Aim of the exercise.
Present each line of the entries below that holds the word "kubernetes".

-- Opening Marker --

PR #2753, opened 2022-10-27
Stop using the beta.kubernetes.io/os

pacoxu:
/kind cleanup
See https://github.com/kubernetes/kubernetes/issues/89477, https://github.com/kubernetes/kubernetes/issues/89477#issuecomment-603911496.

-- Closing Marker --

Solution.
Stop using the beta.kubernetes.io/os
See https://github.com/kubernetes/kubernetes/issues/89477, https://github.com/kubernetes/kubernetes/issues/89477#issuecomment-603911496.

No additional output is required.